What you need to do: Look through the records below for lines containing the string "version", and report how many there are, nothing else.

Dataset records:
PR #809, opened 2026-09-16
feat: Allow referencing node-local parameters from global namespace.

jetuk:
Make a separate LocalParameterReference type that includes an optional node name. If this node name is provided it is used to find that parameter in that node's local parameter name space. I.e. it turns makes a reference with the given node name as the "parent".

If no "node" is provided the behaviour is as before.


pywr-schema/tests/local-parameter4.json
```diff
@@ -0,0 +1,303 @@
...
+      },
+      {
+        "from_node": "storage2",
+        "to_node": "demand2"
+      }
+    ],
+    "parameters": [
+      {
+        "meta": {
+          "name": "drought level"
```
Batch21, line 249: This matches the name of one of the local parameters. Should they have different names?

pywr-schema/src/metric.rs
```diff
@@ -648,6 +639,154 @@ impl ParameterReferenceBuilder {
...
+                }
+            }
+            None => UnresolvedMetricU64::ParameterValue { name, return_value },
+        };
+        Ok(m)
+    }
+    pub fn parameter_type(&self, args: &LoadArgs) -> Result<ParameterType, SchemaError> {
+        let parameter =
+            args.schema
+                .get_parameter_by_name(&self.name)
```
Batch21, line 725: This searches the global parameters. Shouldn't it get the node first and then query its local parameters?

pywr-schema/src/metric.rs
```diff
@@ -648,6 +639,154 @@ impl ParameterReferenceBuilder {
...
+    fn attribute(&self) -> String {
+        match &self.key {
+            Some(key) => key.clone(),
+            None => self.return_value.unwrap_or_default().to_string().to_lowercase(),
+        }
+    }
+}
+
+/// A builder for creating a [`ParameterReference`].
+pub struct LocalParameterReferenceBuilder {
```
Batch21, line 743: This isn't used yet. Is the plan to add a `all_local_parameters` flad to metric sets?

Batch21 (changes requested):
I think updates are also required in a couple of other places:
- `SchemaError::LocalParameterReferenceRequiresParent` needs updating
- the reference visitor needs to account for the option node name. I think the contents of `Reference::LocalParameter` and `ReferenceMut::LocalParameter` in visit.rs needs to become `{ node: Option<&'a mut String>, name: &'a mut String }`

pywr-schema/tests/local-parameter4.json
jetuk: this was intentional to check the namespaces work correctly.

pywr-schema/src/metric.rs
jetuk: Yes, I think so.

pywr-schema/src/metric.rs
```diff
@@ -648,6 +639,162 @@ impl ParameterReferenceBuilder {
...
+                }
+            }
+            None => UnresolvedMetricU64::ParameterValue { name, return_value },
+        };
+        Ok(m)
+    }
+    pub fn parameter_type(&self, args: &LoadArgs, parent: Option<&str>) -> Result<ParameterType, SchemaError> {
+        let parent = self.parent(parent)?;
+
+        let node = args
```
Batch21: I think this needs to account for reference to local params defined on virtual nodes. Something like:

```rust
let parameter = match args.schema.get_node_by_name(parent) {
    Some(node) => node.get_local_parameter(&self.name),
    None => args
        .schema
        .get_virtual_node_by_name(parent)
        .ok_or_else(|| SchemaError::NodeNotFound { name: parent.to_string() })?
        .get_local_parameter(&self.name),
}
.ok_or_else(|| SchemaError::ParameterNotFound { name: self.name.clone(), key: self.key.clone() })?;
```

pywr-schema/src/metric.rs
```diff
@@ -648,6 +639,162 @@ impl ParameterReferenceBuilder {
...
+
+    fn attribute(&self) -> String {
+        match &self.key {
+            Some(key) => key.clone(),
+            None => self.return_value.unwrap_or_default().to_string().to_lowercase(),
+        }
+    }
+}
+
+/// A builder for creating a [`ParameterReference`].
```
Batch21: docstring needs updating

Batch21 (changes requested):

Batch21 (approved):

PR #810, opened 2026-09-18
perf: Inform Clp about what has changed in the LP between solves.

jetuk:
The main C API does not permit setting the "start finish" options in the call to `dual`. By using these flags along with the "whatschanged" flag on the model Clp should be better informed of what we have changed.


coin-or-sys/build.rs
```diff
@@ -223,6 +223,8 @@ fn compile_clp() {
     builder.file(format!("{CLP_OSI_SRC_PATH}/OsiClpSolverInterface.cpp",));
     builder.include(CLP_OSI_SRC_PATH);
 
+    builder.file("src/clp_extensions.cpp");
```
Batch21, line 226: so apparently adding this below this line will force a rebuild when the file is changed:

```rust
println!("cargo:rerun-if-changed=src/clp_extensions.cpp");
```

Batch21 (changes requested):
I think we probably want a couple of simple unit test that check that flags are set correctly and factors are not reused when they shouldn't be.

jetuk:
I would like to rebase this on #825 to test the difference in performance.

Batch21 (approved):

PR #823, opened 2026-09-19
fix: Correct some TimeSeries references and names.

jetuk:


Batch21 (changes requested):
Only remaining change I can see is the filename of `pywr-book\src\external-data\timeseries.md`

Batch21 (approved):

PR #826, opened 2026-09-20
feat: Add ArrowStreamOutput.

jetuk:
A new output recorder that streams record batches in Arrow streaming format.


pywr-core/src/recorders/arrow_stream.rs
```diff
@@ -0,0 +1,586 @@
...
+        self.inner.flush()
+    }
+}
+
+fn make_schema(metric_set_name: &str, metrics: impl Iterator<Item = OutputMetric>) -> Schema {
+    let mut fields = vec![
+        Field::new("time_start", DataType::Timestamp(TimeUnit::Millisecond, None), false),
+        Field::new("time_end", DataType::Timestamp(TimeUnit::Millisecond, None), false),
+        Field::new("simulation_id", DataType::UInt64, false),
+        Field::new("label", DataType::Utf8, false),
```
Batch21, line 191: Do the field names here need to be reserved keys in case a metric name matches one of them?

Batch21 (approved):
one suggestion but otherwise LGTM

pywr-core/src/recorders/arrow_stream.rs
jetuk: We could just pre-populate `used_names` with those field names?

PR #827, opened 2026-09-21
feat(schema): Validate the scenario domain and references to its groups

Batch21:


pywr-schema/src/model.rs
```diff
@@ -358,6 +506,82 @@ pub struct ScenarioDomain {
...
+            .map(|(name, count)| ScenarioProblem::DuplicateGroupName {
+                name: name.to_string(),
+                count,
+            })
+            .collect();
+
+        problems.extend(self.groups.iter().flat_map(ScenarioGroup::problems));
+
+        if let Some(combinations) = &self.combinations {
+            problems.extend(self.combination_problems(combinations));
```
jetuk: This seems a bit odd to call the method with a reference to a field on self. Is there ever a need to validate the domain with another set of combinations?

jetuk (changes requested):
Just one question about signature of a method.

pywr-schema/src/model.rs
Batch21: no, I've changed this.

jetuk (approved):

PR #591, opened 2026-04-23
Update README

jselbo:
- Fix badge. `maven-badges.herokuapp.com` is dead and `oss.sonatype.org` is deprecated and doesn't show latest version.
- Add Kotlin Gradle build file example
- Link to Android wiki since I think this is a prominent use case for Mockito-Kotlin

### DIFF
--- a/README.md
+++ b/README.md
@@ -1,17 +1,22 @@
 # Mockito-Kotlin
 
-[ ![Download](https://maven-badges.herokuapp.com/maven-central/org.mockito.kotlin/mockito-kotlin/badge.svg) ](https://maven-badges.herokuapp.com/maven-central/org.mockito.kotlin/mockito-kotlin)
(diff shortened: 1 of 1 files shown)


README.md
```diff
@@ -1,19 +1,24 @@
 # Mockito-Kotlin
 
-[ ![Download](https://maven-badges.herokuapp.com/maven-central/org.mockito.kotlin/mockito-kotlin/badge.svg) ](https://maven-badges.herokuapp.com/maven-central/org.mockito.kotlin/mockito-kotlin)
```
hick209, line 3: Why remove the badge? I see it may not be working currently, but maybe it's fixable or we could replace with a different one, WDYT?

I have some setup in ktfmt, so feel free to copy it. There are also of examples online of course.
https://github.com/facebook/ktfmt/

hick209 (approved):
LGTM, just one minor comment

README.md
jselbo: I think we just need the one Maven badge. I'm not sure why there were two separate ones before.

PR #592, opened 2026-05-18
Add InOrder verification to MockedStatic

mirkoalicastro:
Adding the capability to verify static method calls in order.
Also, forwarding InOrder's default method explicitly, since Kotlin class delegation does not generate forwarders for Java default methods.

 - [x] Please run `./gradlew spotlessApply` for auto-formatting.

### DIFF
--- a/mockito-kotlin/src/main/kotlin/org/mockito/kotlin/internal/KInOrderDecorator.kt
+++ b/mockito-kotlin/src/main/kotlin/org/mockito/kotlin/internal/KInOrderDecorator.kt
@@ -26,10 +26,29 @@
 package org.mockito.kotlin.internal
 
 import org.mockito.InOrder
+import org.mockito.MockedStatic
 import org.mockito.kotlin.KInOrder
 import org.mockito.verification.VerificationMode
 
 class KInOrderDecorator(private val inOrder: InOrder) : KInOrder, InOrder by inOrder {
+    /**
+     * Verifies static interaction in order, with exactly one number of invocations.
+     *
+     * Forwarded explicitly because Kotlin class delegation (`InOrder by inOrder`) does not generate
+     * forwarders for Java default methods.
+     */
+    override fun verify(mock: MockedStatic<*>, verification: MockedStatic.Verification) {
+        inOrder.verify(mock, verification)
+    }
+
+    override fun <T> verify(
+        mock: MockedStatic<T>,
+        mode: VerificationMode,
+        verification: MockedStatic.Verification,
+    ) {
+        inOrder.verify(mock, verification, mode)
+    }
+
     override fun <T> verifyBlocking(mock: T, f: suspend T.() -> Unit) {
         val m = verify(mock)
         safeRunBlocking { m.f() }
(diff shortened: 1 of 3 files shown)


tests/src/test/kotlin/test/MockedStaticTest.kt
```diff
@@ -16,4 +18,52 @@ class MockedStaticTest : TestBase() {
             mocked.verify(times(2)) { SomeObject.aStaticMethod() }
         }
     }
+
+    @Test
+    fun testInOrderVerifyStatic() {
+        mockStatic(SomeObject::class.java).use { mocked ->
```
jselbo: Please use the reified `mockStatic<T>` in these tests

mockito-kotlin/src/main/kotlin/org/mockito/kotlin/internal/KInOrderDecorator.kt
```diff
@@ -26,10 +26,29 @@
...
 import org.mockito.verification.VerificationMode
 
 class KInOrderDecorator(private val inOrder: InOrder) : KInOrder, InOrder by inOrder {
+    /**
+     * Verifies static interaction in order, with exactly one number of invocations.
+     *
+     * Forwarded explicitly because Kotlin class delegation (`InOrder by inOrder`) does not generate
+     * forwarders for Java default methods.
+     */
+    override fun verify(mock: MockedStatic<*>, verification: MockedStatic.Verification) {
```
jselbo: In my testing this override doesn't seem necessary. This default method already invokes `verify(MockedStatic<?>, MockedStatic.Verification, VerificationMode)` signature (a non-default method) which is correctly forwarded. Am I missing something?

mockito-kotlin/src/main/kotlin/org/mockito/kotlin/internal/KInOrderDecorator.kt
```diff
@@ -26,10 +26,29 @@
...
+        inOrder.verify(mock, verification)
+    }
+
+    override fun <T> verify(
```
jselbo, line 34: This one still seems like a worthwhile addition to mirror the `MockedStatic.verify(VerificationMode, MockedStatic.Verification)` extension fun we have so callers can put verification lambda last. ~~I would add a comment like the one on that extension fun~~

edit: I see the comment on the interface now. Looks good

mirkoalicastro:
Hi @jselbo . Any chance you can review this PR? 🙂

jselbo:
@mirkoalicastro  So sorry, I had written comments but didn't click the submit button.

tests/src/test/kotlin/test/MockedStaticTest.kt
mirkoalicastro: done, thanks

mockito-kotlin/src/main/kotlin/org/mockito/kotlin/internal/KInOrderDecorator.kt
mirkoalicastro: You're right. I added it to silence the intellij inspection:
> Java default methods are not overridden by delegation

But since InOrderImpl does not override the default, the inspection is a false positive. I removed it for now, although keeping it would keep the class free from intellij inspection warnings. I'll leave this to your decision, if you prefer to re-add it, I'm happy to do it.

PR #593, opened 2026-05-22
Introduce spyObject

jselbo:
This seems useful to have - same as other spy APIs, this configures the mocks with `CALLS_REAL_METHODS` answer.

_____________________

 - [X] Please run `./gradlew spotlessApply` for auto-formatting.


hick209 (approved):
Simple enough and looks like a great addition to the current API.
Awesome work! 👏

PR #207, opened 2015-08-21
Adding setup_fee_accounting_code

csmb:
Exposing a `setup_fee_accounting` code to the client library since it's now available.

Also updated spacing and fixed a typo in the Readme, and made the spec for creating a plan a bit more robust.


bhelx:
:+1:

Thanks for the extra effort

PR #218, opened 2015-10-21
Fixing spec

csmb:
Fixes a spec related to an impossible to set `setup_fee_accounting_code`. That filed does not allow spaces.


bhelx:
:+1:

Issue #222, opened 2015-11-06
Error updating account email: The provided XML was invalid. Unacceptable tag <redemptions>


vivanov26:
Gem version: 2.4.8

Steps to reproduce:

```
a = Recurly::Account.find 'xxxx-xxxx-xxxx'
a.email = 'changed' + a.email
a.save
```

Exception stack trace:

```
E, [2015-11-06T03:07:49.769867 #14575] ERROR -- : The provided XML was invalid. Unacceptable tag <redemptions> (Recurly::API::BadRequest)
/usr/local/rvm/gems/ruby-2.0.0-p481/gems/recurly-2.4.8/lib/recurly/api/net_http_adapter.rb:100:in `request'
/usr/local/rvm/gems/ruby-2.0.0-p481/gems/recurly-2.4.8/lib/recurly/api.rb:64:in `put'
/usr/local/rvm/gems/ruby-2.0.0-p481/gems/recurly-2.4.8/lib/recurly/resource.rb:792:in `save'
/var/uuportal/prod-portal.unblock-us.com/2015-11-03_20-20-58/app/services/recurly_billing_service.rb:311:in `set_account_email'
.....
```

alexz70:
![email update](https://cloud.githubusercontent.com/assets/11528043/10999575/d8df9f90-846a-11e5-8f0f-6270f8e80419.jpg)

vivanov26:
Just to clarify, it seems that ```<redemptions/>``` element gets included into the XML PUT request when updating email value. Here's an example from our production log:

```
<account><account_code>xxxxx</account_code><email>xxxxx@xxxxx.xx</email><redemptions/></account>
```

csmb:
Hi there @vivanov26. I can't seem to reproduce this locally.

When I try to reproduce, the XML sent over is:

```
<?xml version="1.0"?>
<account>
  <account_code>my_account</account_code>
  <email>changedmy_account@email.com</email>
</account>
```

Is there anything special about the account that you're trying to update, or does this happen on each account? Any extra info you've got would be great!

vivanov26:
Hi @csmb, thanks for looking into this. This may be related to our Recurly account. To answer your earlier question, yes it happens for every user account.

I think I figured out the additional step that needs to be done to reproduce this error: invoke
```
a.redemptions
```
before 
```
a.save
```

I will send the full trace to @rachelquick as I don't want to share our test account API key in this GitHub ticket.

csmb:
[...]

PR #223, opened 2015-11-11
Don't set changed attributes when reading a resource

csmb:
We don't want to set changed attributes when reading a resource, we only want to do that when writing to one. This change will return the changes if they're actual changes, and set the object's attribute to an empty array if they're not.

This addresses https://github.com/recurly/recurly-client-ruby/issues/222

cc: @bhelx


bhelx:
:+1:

Solution below: 3